Nevertheless, the struggle to maintain margins in color printing, while trying to grow or maintain marketshare, is an issue the industry will surely face as the cost of color printing drops.
Comparisons are frequently made to Europe, where color adoption is much higher. However, in Europe monochrome prices never suffered the same erosion as they did in the U.S., so color prices can be priced closer to monochrome and still be profitable.
“In Europe they never allowed the prices between color and black and white to separate so much – they were just 25 percent different,” notes Kevin Howes, director of wide format solutions for RTI. “Here you have such a chasm because black & white was driven so low, so the economics are such that I’m not willing to pay so much more for color when black & white is so cheap.”
Lower prices will certainly help drive adoption of color CAD, but customers will still need to be educated. Some efforts in this regard have been directed at the market as a whole, and some one-on-one.
“We need to educate the masses through marketing materials, and one at a time,” says Jamie Sirois, an HP DesignJet segment manager. On the mass marketing side, Sirois notes that she has evangelized the value of color through a presentation to the AIA, advertisements in key magazines, flyers, webinars, and connections with ReproMAX and RSA.

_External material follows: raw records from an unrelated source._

PR #168, opened 2026-05-11
feat(expo-example): add export wallet on mobile

andrascodes:
Closes FS-1979

For the export wallet on mobile, I decided to go with the same approach as the `iframe-stamper` on Web. This is the `ExportWebView` file. It requests the bundle using the `wallet-core` export functions and passes the bundle to the `export.turnkey.com` website via an iframe. The iframe on mobile is rendered in a WebView. The `ExportWebView` component injects some JS into the WebView to enable passing the bundle to the iframe itself via a `MessageChannel`.
Other than this the rest of the files are to demo certain further security measures that app developers can take: Biometrics before revealing the key, blocking screen capture both for screenshots and for not showing the keys when switching between apps and protection against supply chain attacks (restricting package versions and network security config)


OmarBasem (approved):
Tested on physical devices on iOS and Android, most auth flows are working except for dynamic links on both platforms, in addition to passkeys and universal links on iOS which needs extra setup (discussed on Slack, yet to be setup and tested out)

Export wallet looks good

Transactions looks good

A small comment on the email input keyboard, should not hide the email input

PR #174, opened 2026-05-13
fix(react-kit): highlight terms and check email

OmarBasem:
Closes [FS-2179](https://linear.app/offchain-labs/issue/FS-2179/fix-tandc-checkbox-so-its-clear-to-user-they-need-to-accept-it)

### Summary

This PR fixes the following:

- `handleEmailSubmit` button will be always rendered (after starting to type) but will stay disabled until a valid email is entered, and terms are agreed to (if set in config)
- If the user tried to press the `handleEmailSubmit` button after entering a valid email and before agreeing to terms, the agree to terms box with be highlighted with a red border

### DIFF
--- a/packages/react-kit/src/auth/pages/SignUp.tsx
+++ b/packages/react-kit/src/auth/pages/SignUp.tsx
@@ -14,6 +14,7 @@ import { OrView } from '../../shared/components/OrView'
 import { ScreenWrapper } from '../../shared/components/ScreenWrapper'
 import { SignUpFooter } from '../../shared/components/SignUpFooter'
 import { Text } from '../../shared/components/Text'
+import { isValidEmailAddress } from '../../shared/utils/common'
 import { useAuth } from '../hooks/useAuth'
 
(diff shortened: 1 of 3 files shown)


packages/react-kit/src/auth/pages/SignUp.tsx
```diff
@@ -130,43 +132,35 @@ export function SignUp() {
...
-      goToStep('otp-input')
-    } catch (err) {
-      setError(
-        err instanceof Error ? err.message : 'Failed to send verification code',
-      )
+  const handleEmailSubmit = async (forceMethod?: 'otp' | 'magicLink') => {
+    if (!emailInput || anyPending) return
+    if (!isValidEmailAddress(emailInput)) return
+    if (!canContinue) {
+      setHighlightAgreement(true)
```
brtkx, line 150: Let's also add it to all the other login methods (except for injected wallets)

brtkx (approved):

PR #176, opened 2026-05-13
fix(react-kit): logout empty screen

OmarBasem:
Closes [FS-2182](https://linear.app/offchain-labs/issue/FS-2182/fix-empty-screen-after-disconnectlogout)

### Summary

This PR fixes the following:

- Having an empty screen after disconnect/logout, should render sign-up page

### DIFF
--- a/packages/react-kit/src/connector.ts
+++ b/packages/react-kit/src/connector.ts
@@ -85,10 +85,13 @@ export function zeroDevWallet(
 
       async disconnect() {
         await connector.disconnect?.()
-        // Reset auth state on disconnect
+        // Reset auth state on disconnect and surface the sign-up page so the
+        // user can immediately re-authenticate instead of seeing an empty
+        // AuthFlow (the 'initializing' step renders null).
         if (params.config?.auth) {
           store.getState().auth.reset()
           store.getState().auth.initialize(params.config.auth)
+          store.getState().auth.goToStep('sign-up')
         }
       },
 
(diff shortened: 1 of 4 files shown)


packages/react-kit/src/connector.ts
```diff
@@ -85,10 +85,13 @@ export function zeroDevWallet(
...
       async disconnect() {
         await connector.disconnect?.()
-        // Reset auth state on disconnect
+        // Reset auth state on disconnect and surface the sign-up page so the
+        // user can immediately re-authenticate instead of seeing an empty
+        // AuthFlow (the 'initializing' step renders null).
         if (params.config?.auth) {
           store.getState().auth.reset()
           store.getState().auth.initialize(params.config.auth)
+          store.getState().auth.goToStep('sign-up')
```
OmarBasem, line 94: I was thinking if we even need the `initializing` step, we can consider removing it, I don't think the `sign-up` page ui depends on the anything from the initialize step

brtkx: Doesn't `initializing` step simply mean "don't render AuthFlow"? I think we still need this behavior? If so then it's just a case of naming this step something more accurate

brtkx: Unless we allow the step to be `null` and then we render `null` - I kinda like this solution

OmarBasem: I will consider refactoring in another PR

brtkx (approved):

PR #177, opened 2026-05-13
feat(react-kit): surface gas estimate errors in AlertView

brtkx:
closes FS-2175

- Route gas estimation errors through `SigningLayout`'s existing AlertView surface so the confirm button gets disabled.
- Decode embedded `Error(string)` revert hex (selector `0x08c379a0`) before display. ERC-4337 errors come from the bundler as `"...UserOperation reverted during simulation with reason: 0x..."` and viem doesn't decode the inner string for us.
- Hide the gas DataRow entirely on error — the AlertView covers the context, the row was redundant.
- `break-all` on AlertView description so long unbreakable strings (hex, addresses) wrap instead of overflowing the box horizontally.

### DIFF
--- a/packages/react-kit/src/signing/components/SigningLayout/index.tsx
+++ b/packages/react-kit/src/signing/components/SigningLayout/index.tsx
@@ -1,51 +1,8 @@
 import type { ReactNode } from 'react'
-import { BaseError, decodeErrorResult, type Hex } from 'viem'
 
 import { AlertView } from '../../../shared/components/AlertView'
+import { getTxErrorInfo } from '../../utils/errors'
 import { SigningActions } from '../SigningActions'
-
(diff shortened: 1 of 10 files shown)


packages/react-kit/src/signing/components/SigningLayout/index.tsx
```diff
@@ -9,13 +9,30 @@ interface TxErrorInfo {
   description: string
 }
 
+// Replace any embedded `Error(string)` revert hex (selector 0x08c379a0)
+// with its decoded string. Bundler-wrapped errors surface the raw hex.
+function decodeErrorHex(message: string): string {
```
OmarBasem: Can be moved to utils

OmarBasem (approved):

PR #181, opened 2026-05-14
feat(react-kit): TopNav

OmarBasem:
Closes [FS-2180](https://linear.app/offchain-labs/issue/FS-2180/allow-going-back-between-auth-steps-and-allow-closing-the-auth-window)

### Summary

This PR does the following updates:

- Adds a `TopNav` component, that includes an "X" button to close the AuthFlow, a back button when navigating to any page after sign-up page, and can optionally have a title
- Simplifies `ScreenWrapper` usage in AuthFlow, now it wraps the `index` file instead of each individual page, will do the same for `SignatureRequest` in a follow-up PR


packages/react-kit/src/shared/components/ScreenWrapper/index.tsx
```diff
@@ -33,6 +35,7 @@ export function ScreenWrapper({
     >
       <MultiRadialBackground />
       <div className="flex-1 bg-offWhite/85 m-1.5 px-4 overflow-hidden rounded-[30px] relative">
+        {topNav}
         {children({ paddingTop, paddingBottom })}
```
brtkx: Wouldn't this work so we don't have to pass padding to children?
```typescript
{topNav}
<div style={{ paddingTop: `${paddingTop}px` }}>
  {children}
</div>
```

apps/zerodev-signer-demo/src/app/wagmi-config.ts
```diff
@@ -26,8 +26,10 @@ export const config = createConfig({
       config: {
         auth: {
           magicLinkBaseUrl: `${process.env.NEXT_PUBLIC_APP_URL ?? 'http://localhost:3000'}/verify`,
-          enabledMethods: ['email', 'google', 'passkey'],
-          emailAuthMethod: 'otp'
+          enabledMethods: ['email', 'google', 'passkey', 'injected-wallet'],
+          emailAuthMethod: 'otp',
+          termsAndConditionsUrl: 'https://zerodev.app/terms-of-service',
+          privacyPolicyUrl: 'https://zerodev.app/privacy-policy',
```
OmarBasem, line 32: Should we have these urls here for demoing purposes?

brtkx: We can

brtkx (approved):

PR #190, opened 2026-05-15
feat(demo): toggle SignatureRequest mount

brtkx:
Add a "Show transaction review" checkbox to the dashboard wallet card. Toggling it mounts/unmounts `<SignatureRequest />`


OmarBasem (commented):
Why are we adding this toggle, don't we want the signature request to be handled by react-kit?

brtkx:
> Why are we adding this toggle, don't we want the signature request to be handled by react-kit?

@OmarBasem yes but for the zerodev app, product wants to have a toggle so we can showcase both cases

OmarBasem (approved):

PR #192, opened 2026-05-15
chore(demo): drop injected-wallet from enabledMethods

brtkx:


apps/zerodev-signer-demo/src/app/wagmi-config.ts
```diff
@@ -26,7 +26,7 @@ export const config = createConfig({
       config: {
         auth: {
           magicLinkBaseUrl: `${process.env.NEXT_PUBLIC_APP_URL ?? 'http://localhost:3000'}/verify`,
-          enabledMethods: ['email', 'google', 'passkey', 'injected-wallet'],
+          enabledMethods: ['email', 'google', 'passkey'],
```
OmarBasem, line 29: I remember Srinjoy said we want to support external wallets for alpha?

brtkx: yes but not in the demo app I think, I will confirm again

PR #202, opened 2026-05-19
feat(expo-example): ios passkeys and universal links

OmarBasem:
Closes [FS-2198](https://linear.app/offchain-labs/issue/FS-2198/add-required-setup-for-passkeys-and-universal-links-on-ios)

### Summary

This PR adds the following:

- Required setup for passkeys iOS
- Required setup for universal links on iOS
- Defaults to using app/universal links
- Documentation for iOS passkeys and universal links

Tested authentication using passkeys and universal links on an iOS physical device.


apps/expo-example/src/config/auth.ts
```diff
@@ -4,10 +4,8 @@ import * as Linking from 'expo-linking'
 // (shared across contributors; see README "Running with Passkeys on Android").
 export const RP_ID = 'zerodev-expo-example.vercel.app'
 
-const shouldUseAppLinks = process.env.EXPO_PUBLIC_USE_APP_LINKS === 'true'
-
 export const buildRedirectUri = (path: string): string =>
-  shouldUseAppLinks ? `https://${RP_ID}/${path}` : Linking.createURL(path)
```
andrascodes, line 10: Could we default to App Links in the sense that we keep the option of using custom scheme as well? So Just flip the wording and meaning of the env var and if `EXPO_PUBLIC_USE_CUSTOM_SCHEME` is true then we use `Linking.createURL(path)`. But if it's not set it uses App Links by default.
I agree with your reasoning that the setup is already there for App Links and Custom scheme doesn't actually work for Magic Links nor is it recommended for OAuth. But this is not a prod app just an example and a test app, so I want to make sure we show to consumers that they can use OAuth with Custom Scheme as well if they want to. But we can make sure to recommend the usage of App Links on the docs and discourage using Custom Scheme in prod.

andrascodes (changes requested):
Small change request just to put back the Custom Scheme demo. But otherwise all good. Thanks so much for setting up and testing on iOS!! 🙏

andrascodes (approved):
Awesome!! Thanks!!

PR #206, opened 2026-05-19
fix(auth): null goBack when no history; strip ?code on retry/close

brtkx:


packages/react-kit/src/auth/hooks/useAuth.ts
```diff
@@ -37,7 +40,7 @@ export function useAuth() {
     enabledMethods,
     config: authConfig,
     goToStep: store.getState().auth.goToStep,
-    goBack: store.getState().auth.goBack,
+    onBack: stepHistory.length > 0 ? goBack : null,
```
brtkx: If can't go back, this will be `null` so we can use it in the UI

packages/react-kit/src/auth/pages/Verifying.tsx
```diff
@@ -19,60 +20,75 @@ export function Verifying() {
...
+  const { mutate: verifyMagicLink, isPending: isVerificationLoading } =
+    useVerifyMagicLink({
+      mutation: {
+        onSuccess: async () => {
+          clearOtpSession()
+          goToStep('authenticated')
+          config?.onSuccess?.()
+        },
+        onError: (err) => {
+          setError(err)
```
brtkx, line 36: `verificationError` doesn't expose all errors for some reason. For example, when `otpId` or `otpEncryptionTargetBundle` is missing, it will be stack on loading, but `onError` will give error.

packages/react-kit/src/auth/pages/Verifying.tsx
```diff
@@ -19,60 +20,75 @@ export function Verifying() {
...
 
   useEffect(() => {
-    if (hasVerifiedRef.current || !otpId || !otpEncryptionTargetBundle || !code)
-      return
+    if (hasVerifiedRef.current || !code) return
 
     hasVerifiedRef.current = true
-    verifyMagicLink({ otpId, code, otpEncryptionTargetBundle })
+    verifyMagicLink({
+      otpId: otpId ?? '',
```
brtkx, line 47: Letting empty `otpId` and `otpEncryptionTargetBundle` because when users land on an invalid code we want the function to run and give error. Otherwise we end up with an empty verification screen

packages/react-kit/src/auth/authStoreSlice.ts
```diff
@@ -110,15 +110,19 @@ export const createAuthStoreSlice: StateCreator<
         auth: {
           ...state.auth,
           step,
-          stepHistory: [...state.auth.stepHistory, state.auth.step],
+          stepHistory:
```
brtkx, line 113: We don't add `initializing` the history and we don't default to `sign-up`. `goBack` now can be `null` if nothing is in history so we don't need to default

OmarBasem (approved):

PR #215, opened 2026-05-20
fix(react-kit): error on re-auth

OmarBasem:
### Summary

This PR fixes an error where if the user tried to press on the magic link again after already being authenticated then get redirected to the verify page again, then an error briefly appears, before being redirected to the dashboard. Now if the user is already authenticated it will go to the dashboard directly.

### DIFF
--- a/packages/react-kit/src/auth/pages/Verifying.tsx
+++ b/packages/react-kit/src/auth/pages/Verifying.tsx
@@ -42,13 +42,25 @@ export function Verifying() {
   useEffect(() => {
     if (hasVerifiedRef.current || !code) return
 
+    // No active OTP session — most commonly the user tapped the same
+    // magic link again after a successful verify, which cleared the
+    // session. Skip the (doomed) mutation, clean the URL, and drop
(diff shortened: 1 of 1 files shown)


packages/react-kit/src/auth/pages/Verifying.tsx
```diff
@@ -42,13 +42,25 @@ export function Verifying() {
   useEffect(() => {
     if (hasVerifiedRef.current || !code) return
 
+    // No active OTP session — most commonly the user tapped the same
+    // magic link again after a successful verify, which cleared the
+    // session. Skip the (doomed) mutation, clean the URL, and drop
+    // back to step=null so the host app's own routing handles the
+    // already-authenticated user without flashing an error.
+    if (!otpId || !otpEncryptionTargetBundle) {
+      hasVerifiedRef.current = true
```
brtkx: nit: we can move the same line from L57 above this if statement and remove this one

brtkx (approved):

PR #291, opened 2026-07-03
feat(react-ui): add size variants (sm/md/lg) via a density-scaled spacing system

brtkx:
## Summary

Adds `sm`/`md`/`lg` size variants to the wallet UI. A single `--zd-density` variable proportionally scales the whole `AuthFlow`/`Screen` card — spacing, control heights, frame dimensions, and type — exposed via a `size` prop.

## Examples from other libraries

Other libraries scale a whole UI from one variable the same way:
   - Tailwind v4 --spacing (the mechanism this builds on):
     https://tailwindcss.com/docs/margin
   - Radix Themes `scaling` prop (90%–110%) via a --scaling var:
     https://www.radix-ui.com/themes/docs/theme/spacing
   - shadcn/ui --radius (calc(var(--radius) * N)):
     https://ui.shadcn.com/docs/theming
   - Material UI theme.spacing factor (build-time variant):
     https://mui.com/material-ui/customization/spacing/

## Changes

**Density system** (`packages/wallet-react-ui/src/styles.css`)
- `--zd-density` (unitless, default 1) drives `--zd-spacing`; scoped per `[data-zd-size]` so each Screen instance recomputes locally and cascades to its subtree. Maps `sm`→0.8, `md`→0.9, `lg`→1.
- Reference links to equivalent single-variable scaling in Tailwind v4, Radix, shadcn, MUI.

**Token wiring** (`packages/react-ui/tailwind.config.ts`)
- Custom spacing steps (`13`/`4.5`, new `17`) now derive from `--zd-spacing` instead of literal px, so `h-13`/`h-17`/etc. scale.
- Font-size tokens multiply by `--zd-density`, so text scales with the variants.

**`size` prop** (`Screen`, `auth/AuthFlow`)
- New `size?: 'sm' | 'md' | 'lg'` (default `lg`), written as `data-zd-size` on the Screen root.
- Screen frame: `w-100`/`h-202.5` (400×810 at density 1) now density-scaled; `rounded-[38px]` outer radius = inner 32px + 6px ring so the gradient border has uniform width.
- `TopNav` height and content top-padding switched from fixed px to `--zd-spacing` multiples so they scale with the frame (fixed px would overflow at smaller sizes).

**Component sizing** (`react-ui`)
- `Input`/`ListItem` row + icon boxes moved from arbitrary px (`h-[68px]`, `w-[52px]`) to spacing steps (`h-17`, `h-13`/`w-13`).
- Input text bumped to `text-body1` (was unset → native fallback); `PoweredBy` logo `h-[18px]`→`h-4.5`.

**Demo** (`apps/zerodev-signer-demo`)
- Landing renders `<AuthFlow size="md" />` directly; drops the manual scale/fixed-width wrapper and widens the grid column 360→400px.
- `next.config.ts`: add `@zerodev/wallet-react-ui` to `transpilePackages` (single wagmi instance in the bundle).

## Breaking changes

- `Screen` default is `size="lg"`. Bare `<Screen>`/`<AuthFlow>` render at density 1 (unchanged visual), but the pre-existing mobile full-screen behavior (`fixed inset-0 h-[100dvh]`) is removed — Screen is now a parent-relative box at all breakpoints (`max-w/h-full`). Consumers relying on viewport-pinning must wrap it.

## Notes

- Corner radii, hairline borders, and icon sizes are intentionally fixed (don't scale with density).
- Arbitrary-value sizes in signing components (`h-[84px]`, etc.) are outside the auth surface and untouched — they won't scale.

### DIFF
--- a/apps/zerodev-signer-demo/src/app/page.tsx
+++ b/apps/zerodev-signer-demo/src/app/page.tsx
@@ -84,7 +84,7 @@ function LandingPageInner() {
     <div className="min-h-screen">
       <AppHeader/>
       <main
-        className="mx-auto grid min-h-[calc(100vh-88px)] w-full max-w-[1040px] items-center gap-x-10 gap-y-4 px-4 py-8 sm:px-6 lg:grid-cols-[1fr_360px] lg:px-0 lg:py-12">
+        className="mx-auto grid min-h-[calc(100vh-88px)] w-full max-w-[1080px] items-center gap-x-10 gap-y-4 px-4 py-8 sm:px-6 lg:grid-cols-[1fr_400px] lg:px-0 lg:py-12">
         <section className="mx-auto max-w-xl text-center lg:mx-0 lg:text-left">
           <h1 className="font-[var(--font-dm-sans)] text-4xl font-bold leading-[1.06] text-[var(--ink)] sm:text-5xl">
             Embedded Smart Wallets
@@ -112,7 +112,7 @@ function LandingPageInner() {
           </div>
         </section>
 
-        <div className="mx-auto flex w-full max-w-[360px] flex-col items-center lg:mx-0">
+        <div className="mx-auto flex w-full flex-col items-center lg:mx-0">
           {showReconnect ? (
             <div className="flex h-[729px] w-[360px] items-center justify-center">
               <button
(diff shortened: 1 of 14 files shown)


apps/zerodev-signer-demo/src/app/page.tsx
```diff
@@ -124,13 +124,9 @@ function LandingPageInner() {
...
           ) : (
-            <div className="h-[729px] w-[360px] overflow-hidden">
-              <div className="origin-top-left scale-[0.9]">
-                <div className="w-[400px]">
-                  <AuthFlow/>
-                </div>
-              </div>
-            </div>
+
+              <AuthFlow size="md" />
```
OmarBasem, line 128: I think it should be consistent with the `AuthFlow` component in `verify/page.tsx`?

brtkx: I've added that to verify too, however we won't really see a difference because we use OTP to verify.

OmarBasem (approved):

For an individual reprographics shop, marketing the value of color can take many forms. Cully says one effective method AIR Graphics has employed is to print one sheet from a monchrome set in color, and send it along with a note to the client when the order is delivered. “That stimulates a lot of discussion,” he says. “They say, ‘This is great!’”
Another possible way to stimulate color CAD consumption is to press for municipal regulations that require color in documents created for those municipalities. Sirois notes that in Brazil 85 percent of CAD output is in color, a statistic that is driven by the fact that the federal government in Brazil requires that all final documents for government projects be produced in color.
Conclusion: CAD Color is Here to Stay
Reprographics shops will struggle with the margin issue, but eventually the inherent advantages of color printing will push the market to color.
“The market will transition to color,” Horn says. “There will be a tipping point, just like there was in diazo and blueprints, there will be a tipping point, and we’re not far from that. Because people have color in every other place in their life, now they want it in large-format printing, too.”